TASK TO COMPLETE> Please count how many lines of the data include the word "seems". Give only that number in reply.

═════ EXERCISE DATA

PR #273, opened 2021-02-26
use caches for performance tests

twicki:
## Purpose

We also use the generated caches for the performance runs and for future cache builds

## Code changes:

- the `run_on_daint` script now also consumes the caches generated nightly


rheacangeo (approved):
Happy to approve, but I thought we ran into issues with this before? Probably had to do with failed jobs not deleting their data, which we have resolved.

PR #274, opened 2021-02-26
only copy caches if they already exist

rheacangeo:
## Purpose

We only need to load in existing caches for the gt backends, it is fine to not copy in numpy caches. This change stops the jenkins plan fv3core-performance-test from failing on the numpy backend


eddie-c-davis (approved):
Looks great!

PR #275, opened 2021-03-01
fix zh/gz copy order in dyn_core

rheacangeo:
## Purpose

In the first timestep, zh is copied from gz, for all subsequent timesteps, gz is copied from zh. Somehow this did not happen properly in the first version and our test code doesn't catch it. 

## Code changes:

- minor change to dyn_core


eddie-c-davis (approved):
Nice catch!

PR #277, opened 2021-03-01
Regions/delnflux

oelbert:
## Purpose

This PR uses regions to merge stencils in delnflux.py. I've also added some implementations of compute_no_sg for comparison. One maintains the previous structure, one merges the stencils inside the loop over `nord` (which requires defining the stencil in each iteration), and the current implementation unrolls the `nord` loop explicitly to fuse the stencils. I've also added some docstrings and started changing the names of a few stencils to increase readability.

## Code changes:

══════════
═════ EXERCISE DATA

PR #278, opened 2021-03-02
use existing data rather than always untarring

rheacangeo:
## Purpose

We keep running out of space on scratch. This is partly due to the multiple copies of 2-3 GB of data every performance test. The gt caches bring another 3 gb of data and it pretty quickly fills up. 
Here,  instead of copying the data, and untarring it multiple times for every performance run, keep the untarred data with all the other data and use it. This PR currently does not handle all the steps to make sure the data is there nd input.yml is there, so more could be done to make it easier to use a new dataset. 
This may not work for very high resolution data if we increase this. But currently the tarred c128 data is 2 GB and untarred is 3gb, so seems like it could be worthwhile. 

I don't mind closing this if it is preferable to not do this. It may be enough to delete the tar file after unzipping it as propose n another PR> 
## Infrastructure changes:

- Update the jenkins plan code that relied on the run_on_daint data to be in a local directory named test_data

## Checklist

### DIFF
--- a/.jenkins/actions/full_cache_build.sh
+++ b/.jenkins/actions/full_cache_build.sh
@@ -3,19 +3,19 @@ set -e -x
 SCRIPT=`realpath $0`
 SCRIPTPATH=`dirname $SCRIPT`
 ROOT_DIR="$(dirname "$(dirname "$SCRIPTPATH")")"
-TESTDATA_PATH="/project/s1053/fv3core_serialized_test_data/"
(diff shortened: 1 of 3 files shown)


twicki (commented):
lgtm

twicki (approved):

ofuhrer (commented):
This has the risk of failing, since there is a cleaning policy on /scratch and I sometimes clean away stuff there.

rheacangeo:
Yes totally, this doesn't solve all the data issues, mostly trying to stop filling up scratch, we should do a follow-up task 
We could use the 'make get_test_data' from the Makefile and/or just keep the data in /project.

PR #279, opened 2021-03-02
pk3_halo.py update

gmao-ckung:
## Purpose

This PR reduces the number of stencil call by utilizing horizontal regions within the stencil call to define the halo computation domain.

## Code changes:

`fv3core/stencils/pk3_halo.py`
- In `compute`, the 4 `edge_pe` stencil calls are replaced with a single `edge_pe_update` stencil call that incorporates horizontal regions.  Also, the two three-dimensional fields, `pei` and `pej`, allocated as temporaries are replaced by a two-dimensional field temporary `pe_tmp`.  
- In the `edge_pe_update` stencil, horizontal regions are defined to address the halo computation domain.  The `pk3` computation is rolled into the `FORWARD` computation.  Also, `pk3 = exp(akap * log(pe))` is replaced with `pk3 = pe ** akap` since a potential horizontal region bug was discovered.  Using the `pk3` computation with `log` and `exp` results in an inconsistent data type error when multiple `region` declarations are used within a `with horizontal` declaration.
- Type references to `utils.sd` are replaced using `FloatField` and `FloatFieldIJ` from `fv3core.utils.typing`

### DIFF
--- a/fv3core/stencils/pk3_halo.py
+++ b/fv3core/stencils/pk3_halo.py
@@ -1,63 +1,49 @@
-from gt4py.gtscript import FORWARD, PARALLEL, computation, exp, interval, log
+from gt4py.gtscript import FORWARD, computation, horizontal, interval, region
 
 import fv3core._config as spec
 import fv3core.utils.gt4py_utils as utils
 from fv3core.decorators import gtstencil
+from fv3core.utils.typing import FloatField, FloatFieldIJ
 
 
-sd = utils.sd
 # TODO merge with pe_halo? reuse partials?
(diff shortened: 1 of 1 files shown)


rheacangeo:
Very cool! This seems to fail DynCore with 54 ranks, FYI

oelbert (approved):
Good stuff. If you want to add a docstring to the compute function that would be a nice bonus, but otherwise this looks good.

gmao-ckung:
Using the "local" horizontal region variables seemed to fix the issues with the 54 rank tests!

══════════

EXERCISE OUTPUT> 2